● Try it
Quote exactly the lines spanning from the top of the data below to the line that contains "Improves the comprehensiveness", including both.

● Exercise data
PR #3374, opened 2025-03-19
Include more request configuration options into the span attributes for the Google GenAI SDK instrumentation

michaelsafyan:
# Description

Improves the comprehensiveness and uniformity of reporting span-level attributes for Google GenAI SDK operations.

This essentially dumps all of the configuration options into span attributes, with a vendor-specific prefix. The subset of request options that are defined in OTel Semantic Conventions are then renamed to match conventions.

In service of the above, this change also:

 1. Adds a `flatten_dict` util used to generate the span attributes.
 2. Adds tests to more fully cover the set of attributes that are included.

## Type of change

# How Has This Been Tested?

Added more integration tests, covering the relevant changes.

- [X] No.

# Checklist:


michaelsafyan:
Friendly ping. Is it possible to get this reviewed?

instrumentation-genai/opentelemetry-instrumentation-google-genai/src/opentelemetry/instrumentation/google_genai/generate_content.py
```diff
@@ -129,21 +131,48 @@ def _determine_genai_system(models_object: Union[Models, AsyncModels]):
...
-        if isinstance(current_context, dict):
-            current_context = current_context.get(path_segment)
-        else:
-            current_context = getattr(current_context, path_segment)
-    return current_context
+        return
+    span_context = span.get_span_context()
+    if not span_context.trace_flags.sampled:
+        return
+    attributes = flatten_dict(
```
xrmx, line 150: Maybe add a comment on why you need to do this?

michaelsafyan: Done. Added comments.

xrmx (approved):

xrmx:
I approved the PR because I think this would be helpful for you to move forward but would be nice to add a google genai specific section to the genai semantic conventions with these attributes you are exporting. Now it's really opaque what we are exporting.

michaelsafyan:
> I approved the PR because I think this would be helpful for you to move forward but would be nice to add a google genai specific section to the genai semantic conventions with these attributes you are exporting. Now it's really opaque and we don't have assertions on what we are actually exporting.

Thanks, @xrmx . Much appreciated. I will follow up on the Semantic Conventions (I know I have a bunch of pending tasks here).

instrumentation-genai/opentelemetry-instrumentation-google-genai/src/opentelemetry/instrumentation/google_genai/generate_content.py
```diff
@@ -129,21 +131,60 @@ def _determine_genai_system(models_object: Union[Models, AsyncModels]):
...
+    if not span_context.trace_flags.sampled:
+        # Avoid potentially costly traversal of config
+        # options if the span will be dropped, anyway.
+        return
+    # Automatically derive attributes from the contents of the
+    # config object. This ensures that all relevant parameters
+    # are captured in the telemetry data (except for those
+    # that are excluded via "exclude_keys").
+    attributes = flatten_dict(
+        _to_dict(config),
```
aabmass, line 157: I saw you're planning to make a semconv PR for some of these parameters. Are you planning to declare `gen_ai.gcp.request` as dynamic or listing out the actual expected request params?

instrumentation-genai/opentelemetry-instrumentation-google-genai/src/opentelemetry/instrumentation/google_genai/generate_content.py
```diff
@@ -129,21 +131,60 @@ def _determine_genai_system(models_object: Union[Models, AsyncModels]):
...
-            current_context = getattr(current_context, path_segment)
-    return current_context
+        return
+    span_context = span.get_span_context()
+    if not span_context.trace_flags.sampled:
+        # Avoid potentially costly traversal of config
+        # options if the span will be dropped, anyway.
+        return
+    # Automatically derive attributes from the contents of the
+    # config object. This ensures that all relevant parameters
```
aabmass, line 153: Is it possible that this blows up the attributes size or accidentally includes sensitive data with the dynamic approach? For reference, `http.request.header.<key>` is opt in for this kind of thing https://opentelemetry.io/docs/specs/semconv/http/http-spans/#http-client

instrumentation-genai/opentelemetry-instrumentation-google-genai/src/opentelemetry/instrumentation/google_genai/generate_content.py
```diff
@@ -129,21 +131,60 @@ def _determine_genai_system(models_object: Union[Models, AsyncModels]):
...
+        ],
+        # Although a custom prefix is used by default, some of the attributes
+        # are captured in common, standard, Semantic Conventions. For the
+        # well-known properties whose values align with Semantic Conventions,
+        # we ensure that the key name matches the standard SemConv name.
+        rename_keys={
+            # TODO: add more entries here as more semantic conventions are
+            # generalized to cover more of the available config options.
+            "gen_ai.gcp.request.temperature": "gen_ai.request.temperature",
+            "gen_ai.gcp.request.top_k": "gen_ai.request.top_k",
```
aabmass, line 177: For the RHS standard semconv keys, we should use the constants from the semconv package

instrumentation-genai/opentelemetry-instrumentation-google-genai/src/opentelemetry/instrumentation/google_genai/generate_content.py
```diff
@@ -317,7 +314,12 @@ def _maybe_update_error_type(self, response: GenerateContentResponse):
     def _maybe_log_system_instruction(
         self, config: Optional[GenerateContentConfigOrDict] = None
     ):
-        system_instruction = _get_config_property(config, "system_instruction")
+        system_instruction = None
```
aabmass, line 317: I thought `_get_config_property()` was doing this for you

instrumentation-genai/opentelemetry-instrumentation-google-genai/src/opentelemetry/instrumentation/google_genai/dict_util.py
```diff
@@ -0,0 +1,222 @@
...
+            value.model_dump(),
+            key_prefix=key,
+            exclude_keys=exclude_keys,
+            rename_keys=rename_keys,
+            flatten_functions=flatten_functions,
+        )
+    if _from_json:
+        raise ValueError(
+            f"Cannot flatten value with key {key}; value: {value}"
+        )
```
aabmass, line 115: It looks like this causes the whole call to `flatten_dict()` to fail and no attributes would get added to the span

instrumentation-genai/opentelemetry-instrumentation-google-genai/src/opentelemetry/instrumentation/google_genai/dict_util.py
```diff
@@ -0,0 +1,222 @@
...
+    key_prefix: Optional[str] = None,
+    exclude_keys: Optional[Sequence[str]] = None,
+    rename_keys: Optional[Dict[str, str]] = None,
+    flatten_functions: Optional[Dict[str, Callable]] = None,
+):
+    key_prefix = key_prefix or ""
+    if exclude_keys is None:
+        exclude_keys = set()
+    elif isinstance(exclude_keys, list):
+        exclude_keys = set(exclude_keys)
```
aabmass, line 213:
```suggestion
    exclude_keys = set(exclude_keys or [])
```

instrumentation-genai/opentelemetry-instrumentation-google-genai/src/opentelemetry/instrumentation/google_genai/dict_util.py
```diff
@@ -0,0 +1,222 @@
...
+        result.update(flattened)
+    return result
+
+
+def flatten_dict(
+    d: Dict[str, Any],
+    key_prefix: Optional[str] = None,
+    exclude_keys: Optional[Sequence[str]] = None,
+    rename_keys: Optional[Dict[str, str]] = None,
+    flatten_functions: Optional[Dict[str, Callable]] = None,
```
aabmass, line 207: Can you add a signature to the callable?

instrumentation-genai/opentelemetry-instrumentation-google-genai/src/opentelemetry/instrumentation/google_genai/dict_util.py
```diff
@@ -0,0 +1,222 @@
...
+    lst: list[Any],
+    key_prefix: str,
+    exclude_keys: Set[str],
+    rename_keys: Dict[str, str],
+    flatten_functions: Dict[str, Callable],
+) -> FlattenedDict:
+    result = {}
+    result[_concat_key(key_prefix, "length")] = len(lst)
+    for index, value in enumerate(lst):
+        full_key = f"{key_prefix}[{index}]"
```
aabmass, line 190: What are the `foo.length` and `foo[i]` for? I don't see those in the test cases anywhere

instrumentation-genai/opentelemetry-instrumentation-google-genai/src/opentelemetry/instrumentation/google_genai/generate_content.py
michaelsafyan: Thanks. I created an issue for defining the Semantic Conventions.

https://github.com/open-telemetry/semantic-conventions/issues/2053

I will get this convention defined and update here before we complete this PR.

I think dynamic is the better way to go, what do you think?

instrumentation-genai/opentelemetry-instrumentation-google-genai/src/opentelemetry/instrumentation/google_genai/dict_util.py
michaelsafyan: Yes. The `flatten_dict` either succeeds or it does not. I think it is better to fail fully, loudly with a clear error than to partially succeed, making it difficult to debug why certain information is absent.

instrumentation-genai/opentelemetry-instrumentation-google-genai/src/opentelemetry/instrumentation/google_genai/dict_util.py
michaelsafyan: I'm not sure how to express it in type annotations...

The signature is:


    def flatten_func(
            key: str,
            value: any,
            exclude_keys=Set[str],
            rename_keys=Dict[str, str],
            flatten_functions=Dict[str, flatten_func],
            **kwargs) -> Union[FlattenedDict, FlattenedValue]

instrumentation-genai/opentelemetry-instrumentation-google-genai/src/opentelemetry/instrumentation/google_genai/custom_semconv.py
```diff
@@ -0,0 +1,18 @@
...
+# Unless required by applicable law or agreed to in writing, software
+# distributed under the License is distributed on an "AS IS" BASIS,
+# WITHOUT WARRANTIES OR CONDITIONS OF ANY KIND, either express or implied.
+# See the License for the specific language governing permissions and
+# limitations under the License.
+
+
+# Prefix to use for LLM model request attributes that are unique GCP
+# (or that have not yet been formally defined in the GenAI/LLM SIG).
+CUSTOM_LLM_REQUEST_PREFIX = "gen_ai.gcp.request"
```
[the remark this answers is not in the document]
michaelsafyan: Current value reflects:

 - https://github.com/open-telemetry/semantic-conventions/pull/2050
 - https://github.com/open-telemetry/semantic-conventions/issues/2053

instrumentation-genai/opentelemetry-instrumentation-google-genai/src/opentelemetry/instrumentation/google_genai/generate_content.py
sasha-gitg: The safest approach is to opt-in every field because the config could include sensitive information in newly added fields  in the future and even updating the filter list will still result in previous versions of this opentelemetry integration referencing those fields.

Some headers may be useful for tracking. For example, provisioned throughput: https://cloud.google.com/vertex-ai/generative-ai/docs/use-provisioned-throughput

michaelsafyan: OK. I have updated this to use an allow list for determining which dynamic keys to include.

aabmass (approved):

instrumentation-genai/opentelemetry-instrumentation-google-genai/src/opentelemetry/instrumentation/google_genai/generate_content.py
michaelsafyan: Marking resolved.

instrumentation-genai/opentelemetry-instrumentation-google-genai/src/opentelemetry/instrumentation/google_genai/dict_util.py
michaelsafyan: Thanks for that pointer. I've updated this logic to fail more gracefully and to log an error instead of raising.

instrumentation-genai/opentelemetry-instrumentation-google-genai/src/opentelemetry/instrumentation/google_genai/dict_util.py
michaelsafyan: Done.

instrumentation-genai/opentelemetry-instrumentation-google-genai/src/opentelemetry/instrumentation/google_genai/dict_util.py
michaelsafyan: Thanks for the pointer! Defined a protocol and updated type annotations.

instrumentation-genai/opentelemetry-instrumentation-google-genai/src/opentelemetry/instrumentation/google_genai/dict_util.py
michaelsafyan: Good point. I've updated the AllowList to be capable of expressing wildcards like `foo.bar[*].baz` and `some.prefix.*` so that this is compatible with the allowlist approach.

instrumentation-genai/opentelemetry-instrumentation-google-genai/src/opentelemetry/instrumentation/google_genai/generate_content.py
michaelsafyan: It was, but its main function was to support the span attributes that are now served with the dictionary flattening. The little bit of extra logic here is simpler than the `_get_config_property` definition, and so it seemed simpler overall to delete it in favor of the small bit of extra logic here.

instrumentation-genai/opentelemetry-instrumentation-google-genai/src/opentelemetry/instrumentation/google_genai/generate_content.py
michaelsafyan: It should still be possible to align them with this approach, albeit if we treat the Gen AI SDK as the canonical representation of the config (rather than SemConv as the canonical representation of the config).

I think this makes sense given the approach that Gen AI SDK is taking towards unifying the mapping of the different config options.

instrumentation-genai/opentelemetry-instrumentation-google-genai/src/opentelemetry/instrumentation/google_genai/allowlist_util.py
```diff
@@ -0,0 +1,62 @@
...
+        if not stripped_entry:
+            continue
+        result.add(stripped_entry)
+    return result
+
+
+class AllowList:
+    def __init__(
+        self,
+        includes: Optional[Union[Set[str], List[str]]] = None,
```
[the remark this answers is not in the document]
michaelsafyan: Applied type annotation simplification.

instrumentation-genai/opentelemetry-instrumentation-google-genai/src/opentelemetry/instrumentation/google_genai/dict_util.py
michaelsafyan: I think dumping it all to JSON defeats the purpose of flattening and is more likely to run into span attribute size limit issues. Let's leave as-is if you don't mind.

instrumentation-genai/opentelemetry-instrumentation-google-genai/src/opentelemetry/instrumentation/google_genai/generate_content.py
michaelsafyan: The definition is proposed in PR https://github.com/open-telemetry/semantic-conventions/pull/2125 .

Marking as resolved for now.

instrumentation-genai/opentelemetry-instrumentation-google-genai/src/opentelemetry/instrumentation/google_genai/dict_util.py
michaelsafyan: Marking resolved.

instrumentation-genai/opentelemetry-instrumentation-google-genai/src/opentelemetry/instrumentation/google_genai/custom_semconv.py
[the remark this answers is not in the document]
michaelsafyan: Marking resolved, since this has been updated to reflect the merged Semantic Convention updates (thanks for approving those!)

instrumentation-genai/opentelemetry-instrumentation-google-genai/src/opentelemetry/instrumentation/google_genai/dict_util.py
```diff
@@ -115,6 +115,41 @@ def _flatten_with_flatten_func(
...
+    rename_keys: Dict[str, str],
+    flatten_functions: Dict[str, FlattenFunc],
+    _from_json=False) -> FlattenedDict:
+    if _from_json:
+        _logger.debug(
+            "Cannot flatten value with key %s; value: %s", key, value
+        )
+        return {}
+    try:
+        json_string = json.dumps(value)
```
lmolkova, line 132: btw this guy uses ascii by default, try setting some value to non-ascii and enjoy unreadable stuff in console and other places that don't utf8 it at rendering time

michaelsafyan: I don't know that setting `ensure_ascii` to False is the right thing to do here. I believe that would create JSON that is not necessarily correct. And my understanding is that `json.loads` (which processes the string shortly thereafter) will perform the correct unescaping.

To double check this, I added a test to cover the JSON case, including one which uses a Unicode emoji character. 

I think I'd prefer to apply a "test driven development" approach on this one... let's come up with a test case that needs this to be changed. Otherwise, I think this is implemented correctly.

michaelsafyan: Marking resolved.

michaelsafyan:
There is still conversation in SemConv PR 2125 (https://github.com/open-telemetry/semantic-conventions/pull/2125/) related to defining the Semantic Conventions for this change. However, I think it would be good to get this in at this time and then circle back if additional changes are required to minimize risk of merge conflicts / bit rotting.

● Task response
PR #3374, opened 2025-03-19
Include more request configuration options into the span attributes for the Google GenAI SDK instrumentation

michaelsafyan:
# Description

Improves the comprehensiveness and uniformity of reporting span-level attributes for Google GenAI SDK operations.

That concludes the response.